WHAT TO DO
In the records below, find the line with "https://valid-isrgrootx1.letsencrypt.org/ is a" and the line with "Closes #4219". Print both exactly, along with every line between them, and no other line.

DATA UNDER STUDY

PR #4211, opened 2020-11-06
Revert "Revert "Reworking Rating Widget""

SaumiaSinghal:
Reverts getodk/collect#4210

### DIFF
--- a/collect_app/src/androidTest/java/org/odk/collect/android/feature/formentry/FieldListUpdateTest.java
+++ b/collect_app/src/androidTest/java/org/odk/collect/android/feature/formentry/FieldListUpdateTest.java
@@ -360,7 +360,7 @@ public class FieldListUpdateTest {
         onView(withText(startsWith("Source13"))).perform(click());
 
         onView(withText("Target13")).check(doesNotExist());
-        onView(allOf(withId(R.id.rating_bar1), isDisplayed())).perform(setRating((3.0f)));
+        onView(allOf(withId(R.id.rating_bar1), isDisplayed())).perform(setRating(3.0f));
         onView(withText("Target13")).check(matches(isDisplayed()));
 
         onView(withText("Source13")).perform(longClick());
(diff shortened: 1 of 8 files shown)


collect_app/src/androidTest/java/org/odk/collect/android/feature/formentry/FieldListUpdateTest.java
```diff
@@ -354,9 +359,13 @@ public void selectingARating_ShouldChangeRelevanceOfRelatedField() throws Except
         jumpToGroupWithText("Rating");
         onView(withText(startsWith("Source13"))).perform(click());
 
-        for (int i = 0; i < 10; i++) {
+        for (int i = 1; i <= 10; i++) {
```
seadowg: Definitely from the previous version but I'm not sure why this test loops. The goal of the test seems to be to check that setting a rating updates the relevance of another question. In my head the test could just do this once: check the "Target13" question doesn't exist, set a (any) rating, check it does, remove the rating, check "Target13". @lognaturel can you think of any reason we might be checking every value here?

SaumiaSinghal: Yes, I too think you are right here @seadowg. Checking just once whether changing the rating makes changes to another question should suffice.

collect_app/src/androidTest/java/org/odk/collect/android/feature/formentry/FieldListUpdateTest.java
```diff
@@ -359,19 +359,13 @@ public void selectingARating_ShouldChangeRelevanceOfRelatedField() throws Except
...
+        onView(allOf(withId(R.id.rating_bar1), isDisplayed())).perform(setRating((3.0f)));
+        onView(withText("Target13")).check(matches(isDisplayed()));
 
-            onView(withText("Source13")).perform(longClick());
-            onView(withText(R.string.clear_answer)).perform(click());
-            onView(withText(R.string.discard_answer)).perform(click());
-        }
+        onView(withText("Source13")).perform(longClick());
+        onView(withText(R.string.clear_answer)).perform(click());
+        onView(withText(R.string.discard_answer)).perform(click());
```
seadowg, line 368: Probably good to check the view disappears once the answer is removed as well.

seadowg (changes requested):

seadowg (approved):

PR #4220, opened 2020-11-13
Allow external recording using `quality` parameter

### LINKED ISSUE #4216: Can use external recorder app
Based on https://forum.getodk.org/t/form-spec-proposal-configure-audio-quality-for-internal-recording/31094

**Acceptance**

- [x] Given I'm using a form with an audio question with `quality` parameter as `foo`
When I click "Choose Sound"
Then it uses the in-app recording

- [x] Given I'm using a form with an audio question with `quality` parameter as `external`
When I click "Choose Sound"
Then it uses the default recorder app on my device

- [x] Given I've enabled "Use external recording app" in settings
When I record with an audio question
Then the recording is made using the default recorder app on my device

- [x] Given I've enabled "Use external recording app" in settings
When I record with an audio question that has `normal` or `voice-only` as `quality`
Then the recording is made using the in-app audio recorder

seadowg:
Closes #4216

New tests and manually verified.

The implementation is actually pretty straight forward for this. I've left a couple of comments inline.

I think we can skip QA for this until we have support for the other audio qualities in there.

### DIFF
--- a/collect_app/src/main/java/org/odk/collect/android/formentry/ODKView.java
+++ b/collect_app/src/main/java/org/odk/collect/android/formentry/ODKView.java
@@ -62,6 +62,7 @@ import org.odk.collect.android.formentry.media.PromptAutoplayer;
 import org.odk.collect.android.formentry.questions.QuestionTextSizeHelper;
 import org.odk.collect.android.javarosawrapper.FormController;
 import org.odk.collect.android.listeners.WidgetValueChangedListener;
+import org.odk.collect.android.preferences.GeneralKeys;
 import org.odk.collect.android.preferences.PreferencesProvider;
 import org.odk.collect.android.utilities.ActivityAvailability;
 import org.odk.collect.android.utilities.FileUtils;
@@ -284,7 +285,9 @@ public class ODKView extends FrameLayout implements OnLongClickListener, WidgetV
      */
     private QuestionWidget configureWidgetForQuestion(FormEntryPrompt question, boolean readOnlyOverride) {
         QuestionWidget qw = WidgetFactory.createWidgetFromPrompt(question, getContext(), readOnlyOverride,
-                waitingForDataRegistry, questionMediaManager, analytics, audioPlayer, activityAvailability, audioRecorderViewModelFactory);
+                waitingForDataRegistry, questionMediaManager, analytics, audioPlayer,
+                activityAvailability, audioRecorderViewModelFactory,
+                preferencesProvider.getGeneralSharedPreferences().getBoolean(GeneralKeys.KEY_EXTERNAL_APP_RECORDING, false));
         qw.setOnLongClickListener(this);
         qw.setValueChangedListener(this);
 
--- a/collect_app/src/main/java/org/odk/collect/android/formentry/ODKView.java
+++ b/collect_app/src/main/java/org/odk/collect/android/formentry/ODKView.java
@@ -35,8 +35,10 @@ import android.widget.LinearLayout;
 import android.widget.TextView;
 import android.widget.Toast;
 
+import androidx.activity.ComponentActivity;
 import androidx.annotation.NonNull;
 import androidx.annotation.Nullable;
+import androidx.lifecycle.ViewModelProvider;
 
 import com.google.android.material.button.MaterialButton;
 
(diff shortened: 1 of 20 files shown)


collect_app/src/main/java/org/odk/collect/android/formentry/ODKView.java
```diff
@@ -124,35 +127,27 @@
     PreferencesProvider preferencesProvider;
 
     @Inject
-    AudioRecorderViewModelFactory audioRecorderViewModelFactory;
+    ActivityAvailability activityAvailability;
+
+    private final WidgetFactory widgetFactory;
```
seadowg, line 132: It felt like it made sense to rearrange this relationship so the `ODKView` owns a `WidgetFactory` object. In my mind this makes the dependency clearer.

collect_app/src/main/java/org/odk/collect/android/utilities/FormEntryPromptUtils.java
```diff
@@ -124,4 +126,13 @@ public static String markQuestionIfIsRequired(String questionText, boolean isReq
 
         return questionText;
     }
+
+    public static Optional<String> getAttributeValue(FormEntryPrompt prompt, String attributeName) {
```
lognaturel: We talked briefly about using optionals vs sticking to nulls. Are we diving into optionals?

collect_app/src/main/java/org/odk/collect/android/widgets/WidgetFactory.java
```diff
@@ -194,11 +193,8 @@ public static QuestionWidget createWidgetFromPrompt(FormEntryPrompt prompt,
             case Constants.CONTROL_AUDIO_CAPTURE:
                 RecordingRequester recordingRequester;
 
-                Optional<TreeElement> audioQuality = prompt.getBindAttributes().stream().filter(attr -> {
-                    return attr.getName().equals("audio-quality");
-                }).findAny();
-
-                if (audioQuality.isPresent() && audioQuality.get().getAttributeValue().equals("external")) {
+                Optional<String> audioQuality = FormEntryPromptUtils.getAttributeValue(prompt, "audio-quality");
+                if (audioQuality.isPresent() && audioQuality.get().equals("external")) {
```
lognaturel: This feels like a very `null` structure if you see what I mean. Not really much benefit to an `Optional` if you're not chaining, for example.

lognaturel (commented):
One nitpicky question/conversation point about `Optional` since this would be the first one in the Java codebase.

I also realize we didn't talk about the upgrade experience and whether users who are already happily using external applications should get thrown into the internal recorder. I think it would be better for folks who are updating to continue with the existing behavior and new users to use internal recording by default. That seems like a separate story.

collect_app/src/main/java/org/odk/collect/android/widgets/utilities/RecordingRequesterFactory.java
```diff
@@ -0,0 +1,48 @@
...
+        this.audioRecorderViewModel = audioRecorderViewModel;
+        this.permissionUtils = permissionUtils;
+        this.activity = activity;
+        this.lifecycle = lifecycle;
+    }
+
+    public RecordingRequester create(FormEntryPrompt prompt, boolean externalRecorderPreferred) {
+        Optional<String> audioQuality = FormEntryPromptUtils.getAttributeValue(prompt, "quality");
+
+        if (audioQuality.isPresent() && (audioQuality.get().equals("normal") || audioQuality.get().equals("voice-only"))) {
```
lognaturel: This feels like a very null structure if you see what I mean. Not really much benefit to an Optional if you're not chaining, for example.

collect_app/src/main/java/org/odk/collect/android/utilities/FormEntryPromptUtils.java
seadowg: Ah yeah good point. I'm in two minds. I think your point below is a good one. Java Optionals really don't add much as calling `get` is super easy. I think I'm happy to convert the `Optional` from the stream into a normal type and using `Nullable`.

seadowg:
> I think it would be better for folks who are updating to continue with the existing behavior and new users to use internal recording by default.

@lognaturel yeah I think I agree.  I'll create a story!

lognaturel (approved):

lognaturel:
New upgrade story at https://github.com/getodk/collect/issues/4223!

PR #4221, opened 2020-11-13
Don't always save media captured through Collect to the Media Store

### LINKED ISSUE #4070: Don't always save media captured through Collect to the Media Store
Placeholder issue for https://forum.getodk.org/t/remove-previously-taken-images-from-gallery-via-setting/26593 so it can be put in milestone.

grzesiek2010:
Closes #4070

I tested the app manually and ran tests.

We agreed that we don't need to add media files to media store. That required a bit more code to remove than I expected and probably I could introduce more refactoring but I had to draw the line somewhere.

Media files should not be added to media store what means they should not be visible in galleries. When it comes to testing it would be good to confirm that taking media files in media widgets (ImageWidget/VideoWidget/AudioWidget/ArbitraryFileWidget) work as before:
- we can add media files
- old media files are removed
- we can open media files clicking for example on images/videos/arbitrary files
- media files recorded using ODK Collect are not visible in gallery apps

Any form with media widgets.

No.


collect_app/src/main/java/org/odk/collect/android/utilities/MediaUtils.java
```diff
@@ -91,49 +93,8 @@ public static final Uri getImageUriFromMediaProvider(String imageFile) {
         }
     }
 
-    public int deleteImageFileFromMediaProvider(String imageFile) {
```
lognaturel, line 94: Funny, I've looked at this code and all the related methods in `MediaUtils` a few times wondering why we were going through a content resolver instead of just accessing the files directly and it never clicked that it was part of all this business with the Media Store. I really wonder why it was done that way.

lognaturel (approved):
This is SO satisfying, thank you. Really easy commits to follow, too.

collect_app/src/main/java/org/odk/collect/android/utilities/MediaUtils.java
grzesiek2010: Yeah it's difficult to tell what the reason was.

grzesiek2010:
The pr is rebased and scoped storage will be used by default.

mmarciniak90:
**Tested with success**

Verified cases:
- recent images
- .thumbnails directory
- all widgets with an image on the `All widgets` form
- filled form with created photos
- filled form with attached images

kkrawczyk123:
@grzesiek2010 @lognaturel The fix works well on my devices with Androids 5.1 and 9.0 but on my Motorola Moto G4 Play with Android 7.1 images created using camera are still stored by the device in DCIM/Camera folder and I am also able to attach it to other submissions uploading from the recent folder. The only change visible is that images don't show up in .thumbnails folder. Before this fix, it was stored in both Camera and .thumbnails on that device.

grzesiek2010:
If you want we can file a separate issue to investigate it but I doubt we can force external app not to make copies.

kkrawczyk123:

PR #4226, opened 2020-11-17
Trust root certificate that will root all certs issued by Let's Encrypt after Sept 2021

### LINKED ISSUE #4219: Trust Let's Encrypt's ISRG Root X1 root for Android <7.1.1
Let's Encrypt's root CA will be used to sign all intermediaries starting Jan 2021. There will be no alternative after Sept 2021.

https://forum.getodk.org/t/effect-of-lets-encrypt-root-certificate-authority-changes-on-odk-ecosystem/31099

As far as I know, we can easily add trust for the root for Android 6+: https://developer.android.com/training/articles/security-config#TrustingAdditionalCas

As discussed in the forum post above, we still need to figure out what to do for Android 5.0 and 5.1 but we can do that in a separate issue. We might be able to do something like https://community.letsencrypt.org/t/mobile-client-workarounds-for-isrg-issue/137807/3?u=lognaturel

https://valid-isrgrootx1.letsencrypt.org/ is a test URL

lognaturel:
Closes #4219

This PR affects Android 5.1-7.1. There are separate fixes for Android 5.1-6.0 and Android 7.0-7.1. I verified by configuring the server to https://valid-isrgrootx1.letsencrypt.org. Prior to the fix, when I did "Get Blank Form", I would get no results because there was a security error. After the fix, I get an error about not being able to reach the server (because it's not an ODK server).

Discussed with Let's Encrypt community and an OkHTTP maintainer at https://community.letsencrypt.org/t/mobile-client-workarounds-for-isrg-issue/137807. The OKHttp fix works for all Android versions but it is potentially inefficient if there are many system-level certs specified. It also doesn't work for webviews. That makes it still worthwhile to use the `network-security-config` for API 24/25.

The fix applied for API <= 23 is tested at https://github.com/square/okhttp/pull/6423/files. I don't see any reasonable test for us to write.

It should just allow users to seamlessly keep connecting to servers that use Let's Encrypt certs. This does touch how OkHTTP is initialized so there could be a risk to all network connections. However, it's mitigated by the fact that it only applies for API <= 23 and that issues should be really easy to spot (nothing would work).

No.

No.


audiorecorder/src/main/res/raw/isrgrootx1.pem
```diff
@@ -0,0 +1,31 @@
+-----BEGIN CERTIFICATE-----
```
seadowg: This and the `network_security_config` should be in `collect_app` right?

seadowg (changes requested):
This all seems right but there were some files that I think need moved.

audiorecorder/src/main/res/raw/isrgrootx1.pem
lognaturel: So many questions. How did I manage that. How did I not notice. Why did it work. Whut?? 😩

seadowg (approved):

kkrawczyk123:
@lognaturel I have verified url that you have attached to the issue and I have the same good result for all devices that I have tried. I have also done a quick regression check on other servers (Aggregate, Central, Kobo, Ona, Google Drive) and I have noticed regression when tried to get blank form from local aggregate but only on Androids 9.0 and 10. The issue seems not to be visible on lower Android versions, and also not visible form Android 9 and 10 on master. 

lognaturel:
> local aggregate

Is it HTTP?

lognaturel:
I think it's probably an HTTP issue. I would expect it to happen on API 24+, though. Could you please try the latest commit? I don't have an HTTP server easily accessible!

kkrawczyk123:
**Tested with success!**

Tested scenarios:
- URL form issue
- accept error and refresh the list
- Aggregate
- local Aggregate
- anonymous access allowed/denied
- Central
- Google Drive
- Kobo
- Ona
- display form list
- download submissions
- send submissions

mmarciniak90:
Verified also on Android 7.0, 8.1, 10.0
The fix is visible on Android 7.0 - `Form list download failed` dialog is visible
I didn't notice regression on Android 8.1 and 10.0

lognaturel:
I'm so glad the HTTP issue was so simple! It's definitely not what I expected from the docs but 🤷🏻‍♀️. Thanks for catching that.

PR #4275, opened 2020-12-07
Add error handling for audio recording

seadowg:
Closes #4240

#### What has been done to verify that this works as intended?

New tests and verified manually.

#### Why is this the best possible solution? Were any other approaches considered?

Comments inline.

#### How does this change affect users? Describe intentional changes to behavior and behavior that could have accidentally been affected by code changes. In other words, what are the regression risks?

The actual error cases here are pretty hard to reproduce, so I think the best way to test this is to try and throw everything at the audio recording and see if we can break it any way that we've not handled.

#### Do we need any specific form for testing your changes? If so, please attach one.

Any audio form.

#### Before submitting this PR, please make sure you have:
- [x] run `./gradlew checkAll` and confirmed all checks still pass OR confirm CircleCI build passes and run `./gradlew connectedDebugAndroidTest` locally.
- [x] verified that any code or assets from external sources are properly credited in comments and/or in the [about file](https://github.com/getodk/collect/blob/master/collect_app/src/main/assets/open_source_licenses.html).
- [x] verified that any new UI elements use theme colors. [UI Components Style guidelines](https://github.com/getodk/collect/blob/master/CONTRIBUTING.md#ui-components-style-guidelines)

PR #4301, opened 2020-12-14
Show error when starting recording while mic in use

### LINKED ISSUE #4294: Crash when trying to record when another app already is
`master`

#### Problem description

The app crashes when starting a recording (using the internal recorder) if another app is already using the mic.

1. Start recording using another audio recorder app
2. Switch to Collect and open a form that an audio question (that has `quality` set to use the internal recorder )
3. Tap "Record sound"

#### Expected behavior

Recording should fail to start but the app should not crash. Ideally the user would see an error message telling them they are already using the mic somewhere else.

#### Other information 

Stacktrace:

REPLY TO THE EXERCISE
https://valid-isrgrootx1.letsencrypt.org/ is a test URL

lognaturel:
Closes #4219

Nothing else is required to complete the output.